[Required work]
The count of lines below that include the string "requested" is the whole answer; write it alone.

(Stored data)
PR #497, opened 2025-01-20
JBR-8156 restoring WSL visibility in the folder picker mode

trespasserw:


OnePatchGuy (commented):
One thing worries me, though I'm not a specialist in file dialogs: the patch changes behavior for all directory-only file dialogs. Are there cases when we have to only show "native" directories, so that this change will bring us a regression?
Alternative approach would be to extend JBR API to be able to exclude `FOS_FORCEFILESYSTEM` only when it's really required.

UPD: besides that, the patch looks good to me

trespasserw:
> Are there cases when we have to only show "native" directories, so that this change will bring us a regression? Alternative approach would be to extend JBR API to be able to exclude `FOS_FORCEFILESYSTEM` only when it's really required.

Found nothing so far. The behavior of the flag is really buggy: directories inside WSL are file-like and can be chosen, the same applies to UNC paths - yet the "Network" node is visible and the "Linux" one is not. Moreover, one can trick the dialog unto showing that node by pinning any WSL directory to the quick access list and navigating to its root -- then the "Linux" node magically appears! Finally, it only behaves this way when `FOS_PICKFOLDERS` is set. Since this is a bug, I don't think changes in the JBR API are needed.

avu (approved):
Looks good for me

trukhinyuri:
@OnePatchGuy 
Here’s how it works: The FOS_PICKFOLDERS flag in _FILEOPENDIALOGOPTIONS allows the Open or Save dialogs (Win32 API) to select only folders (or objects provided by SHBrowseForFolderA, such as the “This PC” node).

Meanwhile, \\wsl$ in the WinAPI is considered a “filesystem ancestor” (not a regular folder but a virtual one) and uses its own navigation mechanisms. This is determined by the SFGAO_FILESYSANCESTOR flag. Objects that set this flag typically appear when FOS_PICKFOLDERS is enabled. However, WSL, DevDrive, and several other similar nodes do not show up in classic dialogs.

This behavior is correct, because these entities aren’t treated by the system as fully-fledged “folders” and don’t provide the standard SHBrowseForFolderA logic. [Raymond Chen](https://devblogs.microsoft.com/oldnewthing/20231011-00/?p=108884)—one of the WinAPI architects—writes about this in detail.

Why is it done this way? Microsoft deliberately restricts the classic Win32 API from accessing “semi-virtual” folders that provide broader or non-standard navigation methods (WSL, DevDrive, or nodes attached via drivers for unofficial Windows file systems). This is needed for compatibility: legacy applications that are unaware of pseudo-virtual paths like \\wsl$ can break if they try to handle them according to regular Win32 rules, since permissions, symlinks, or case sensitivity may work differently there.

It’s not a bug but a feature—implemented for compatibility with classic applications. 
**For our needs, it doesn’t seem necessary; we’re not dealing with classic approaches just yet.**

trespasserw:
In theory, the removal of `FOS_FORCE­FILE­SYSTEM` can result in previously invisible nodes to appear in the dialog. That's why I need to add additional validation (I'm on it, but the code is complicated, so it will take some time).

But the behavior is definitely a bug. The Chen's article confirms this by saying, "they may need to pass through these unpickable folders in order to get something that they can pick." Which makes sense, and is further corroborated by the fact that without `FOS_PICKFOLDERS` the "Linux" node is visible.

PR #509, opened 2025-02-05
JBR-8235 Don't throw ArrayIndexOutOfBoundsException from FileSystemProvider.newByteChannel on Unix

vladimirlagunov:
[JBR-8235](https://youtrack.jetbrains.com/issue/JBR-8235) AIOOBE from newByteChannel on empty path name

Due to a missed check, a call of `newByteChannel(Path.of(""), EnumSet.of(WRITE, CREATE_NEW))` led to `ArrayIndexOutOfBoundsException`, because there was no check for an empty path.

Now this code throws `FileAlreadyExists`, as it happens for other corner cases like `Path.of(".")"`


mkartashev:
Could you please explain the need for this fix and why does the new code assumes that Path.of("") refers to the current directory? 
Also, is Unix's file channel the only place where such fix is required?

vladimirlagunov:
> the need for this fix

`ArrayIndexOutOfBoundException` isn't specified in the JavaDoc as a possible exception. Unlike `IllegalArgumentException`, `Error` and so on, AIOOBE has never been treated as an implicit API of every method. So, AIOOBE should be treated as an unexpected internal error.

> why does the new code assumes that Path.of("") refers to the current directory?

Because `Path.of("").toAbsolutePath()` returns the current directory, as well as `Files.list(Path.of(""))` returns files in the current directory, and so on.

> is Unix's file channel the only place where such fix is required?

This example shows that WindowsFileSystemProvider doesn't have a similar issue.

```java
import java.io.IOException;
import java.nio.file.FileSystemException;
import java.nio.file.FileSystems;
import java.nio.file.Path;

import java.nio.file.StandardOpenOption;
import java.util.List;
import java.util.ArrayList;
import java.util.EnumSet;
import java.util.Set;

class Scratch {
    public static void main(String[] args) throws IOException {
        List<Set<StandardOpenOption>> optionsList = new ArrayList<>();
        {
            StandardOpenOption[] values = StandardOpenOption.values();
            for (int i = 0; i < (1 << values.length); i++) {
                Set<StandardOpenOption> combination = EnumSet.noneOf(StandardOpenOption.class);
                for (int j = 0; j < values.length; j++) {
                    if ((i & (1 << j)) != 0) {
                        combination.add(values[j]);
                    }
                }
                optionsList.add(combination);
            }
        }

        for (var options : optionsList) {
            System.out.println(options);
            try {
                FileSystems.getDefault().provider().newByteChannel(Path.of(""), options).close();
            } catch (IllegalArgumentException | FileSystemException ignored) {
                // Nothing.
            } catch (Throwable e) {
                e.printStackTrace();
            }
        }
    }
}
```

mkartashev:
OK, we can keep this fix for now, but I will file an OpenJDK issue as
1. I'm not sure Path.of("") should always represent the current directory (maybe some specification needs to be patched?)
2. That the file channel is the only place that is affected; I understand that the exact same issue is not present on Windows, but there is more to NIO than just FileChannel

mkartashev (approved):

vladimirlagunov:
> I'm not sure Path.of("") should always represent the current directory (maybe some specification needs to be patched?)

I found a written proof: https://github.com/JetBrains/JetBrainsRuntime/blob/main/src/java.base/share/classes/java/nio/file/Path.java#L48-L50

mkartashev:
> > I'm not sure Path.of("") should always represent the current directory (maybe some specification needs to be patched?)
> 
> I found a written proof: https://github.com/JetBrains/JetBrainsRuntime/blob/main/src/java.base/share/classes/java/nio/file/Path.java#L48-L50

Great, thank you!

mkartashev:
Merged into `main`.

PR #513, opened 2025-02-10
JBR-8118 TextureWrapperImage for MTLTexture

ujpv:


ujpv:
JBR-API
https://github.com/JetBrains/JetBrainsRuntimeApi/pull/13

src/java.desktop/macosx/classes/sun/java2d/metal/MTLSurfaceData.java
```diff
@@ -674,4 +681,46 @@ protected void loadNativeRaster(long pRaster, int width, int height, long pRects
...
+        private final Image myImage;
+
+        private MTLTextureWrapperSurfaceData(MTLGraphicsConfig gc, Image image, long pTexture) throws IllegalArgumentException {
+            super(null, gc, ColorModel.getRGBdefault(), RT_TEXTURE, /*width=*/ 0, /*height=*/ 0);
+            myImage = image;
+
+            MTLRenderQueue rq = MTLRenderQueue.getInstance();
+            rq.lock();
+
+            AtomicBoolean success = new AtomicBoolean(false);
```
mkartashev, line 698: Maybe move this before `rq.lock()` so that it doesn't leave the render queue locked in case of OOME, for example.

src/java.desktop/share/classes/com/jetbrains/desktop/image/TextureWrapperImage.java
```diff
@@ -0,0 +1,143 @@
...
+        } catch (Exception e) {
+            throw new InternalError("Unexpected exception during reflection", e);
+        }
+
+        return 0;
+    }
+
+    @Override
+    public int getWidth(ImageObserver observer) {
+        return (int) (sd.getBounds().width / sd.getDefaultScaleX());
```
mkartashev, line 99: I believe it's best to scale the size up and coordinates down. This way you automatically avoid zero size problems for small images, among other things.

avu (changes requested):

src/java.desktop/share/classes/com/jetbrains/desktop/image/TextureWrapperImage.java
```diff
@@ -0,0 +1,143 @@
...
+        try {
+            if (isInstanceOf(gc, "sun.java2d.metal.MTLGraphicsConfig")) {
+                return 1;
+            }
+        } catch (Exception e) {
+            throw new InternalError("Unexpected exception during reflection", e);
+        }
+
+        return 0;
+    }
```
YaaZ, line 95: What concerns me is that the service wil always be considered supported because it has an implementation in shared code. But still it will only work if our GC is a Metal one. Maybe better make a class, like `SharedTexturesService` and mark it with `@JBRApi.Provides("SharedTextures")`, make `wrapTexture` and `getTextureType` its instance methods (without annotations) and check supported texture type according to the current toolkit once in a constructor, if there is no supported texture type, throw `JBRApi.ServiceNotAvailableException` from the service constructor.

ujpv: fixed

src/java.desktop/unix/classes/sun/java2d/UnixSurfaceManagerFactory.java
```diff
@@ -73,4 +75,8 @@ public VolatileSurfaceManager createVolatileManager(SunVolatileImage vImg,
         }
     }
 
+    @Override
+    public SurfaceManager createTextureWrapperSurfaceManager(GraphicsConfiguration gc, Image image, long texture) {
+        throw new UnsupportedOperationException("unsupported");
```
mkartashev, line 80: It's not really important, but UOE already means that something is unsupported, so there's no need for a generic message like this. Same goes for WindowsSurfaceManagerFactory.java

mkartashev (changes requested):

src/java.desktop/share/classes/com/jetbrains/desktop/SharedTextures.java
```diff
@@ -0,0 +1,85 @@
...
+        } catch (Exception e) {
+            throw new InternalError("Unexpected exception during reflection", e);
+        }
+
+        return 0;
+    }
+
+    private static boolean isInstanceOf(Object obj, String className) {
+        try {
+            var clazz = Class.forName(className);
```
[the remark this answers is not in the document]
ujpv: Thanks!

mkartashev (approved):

==

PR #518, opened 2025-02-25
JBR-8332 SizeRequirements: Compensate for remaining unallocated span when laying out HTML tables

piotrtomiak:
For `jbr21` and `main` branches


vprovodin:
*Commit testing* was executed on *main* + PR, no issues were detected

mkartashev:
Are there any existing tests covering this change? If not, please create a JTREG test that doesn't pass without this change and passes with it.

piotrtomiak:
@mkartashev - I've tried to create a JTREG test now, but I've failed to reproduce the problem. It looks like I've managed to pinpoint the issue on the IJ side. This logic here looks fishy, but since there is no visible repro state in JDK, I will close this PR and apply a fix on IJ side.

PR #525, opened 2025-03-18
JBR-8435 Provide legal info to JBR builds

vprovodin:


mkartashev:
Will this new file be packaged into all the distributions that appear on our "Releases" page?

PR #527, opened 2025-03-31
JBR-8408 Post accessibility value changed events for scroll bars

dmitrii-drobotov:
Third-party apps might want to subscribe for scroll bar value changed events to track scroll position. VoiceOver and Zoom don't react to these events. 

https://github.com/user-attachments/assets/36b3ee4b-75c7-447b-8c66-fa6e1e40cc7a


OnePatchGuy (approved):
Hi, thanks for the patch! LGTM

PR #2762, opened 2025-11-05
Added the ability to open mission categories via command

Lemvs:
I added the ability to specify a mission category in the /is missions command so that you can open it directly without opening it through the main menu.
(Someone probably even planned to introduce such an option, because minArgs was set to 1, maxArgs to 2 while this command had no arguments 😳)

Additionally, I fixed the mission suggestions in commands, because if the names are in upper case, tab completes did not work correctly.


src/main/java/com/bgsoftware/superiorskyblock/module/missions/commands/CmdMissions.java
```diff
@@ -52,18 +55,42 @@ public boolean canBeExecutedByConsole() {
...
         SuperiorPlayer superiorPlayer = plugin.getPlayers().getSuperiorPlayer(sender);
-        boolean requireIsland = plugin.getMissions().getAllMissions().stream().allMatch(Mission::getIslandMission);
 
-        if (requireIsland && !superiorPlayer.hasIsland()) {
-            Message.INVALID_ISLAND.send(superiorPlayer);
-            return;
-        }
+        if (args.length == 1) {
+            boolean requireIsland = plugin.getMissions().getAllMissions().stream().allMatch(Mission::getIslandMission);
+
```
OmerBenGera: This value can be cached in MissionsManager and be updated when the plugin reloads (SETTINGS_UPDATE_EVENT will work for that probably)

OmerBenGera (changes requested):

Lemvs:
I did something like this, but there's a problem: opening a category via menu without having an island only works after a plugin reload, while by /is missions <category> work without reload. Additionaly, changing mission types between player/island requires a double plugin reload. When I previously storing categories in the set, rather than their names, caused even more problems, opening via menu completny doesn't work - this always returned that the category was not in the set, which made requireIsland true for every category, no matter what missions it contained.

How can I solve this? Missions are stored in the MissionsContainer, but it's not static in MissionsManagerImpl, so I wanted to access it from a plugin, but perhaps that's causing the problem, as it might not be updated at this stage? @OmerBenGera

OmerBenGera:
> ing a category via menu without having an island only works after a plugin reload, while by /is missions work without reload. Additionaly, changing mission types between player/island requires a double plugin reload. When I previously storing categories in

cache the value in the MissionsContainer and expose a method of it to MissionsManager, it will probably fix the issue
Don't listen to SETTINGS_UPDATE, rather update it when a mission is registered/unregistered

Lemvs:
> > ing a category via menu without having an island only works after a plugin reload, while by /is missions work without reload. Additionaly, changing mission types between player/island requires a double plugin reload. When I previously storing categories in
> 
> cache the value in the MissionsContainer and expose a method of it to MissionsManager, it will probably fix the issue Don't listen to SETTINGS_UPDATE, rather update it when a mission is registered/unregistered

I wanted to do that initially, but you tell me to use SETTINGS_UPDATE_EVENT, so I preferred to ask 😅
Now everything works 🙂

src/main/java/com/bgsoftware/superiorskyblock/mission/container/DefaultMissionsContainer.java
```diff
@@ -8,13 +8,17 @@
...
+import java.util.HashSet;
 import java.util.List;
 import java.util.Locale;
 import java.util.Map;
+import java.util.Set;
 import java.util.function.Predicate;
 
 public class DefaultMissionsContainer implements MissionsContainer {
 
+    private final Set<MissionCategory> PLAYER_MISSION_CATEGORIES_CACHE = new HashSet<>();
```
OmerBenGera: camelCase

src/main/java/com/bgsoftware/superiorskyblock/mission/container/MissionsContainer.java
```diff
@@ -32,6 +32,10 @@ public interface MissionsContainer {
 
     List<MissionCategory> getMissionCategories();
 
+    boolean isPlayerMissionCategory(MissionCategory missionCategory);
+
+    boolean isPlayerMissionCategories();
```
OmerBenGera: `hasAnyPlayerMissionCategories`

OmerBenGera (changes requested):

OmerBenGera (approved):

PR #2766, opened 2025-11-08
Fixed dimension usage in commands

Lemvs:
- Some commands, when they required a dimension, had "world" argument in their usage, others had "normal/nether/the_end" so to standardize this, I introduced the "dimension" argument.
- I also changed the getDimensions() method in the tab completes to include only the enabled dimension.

[Exercise solution]
4